RECORDS FOR THIS TASK:
PR #327, opened 2025-07-23
Use stable version for 4.1.0 version

insanepure:
This should fix an issue where it is trying to find 4.1.0-dev on maven but there is none.

### DIFF
--- a/config.gradle
+++ b/config.gradle
@@ -21,7 +21,7 @@ ext {
 
     // Parse the release version from the gradle project properties (e.g: -Prelease_version=<version>)
     getReleaseVersion = { ->
-        final String defaultVersion = "4.1.0-dev" // Also update 'plugin/src/main/cpp/include/export/export_plugin.h#PLUGIN_VERSION'
+        final String defaultVersion = "4.1.0-stable" // Also update 'plugin/src/main/cpp/include/export/export_plugin.h#PLUGIN_VERSION'
 
         String releaseVersion = project.hasProperty("release_version") ? project.property("release_version") : defaultVersion
         if (releaseVersion == null || releaseVersion.isEmpty()) {
--- a/plugin/src/main/cpp/include/export/export_plugin.h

TASK DIRECTIONS: Please return each line of the data above in which the word "final" occurs.

YOUR RESPONSE:
-        final String defaultVersion = "4.1.0-dev" // Also update 'plugin/src/main/cpp/include/export/export_plugin.h#PLUGIN_VERSION'
+        final String defaultVersion = "4.1.0-stable" // Also update 'plugin/src/main/cpp/include/export/export_plugin.h#PLUGIN_VERSION'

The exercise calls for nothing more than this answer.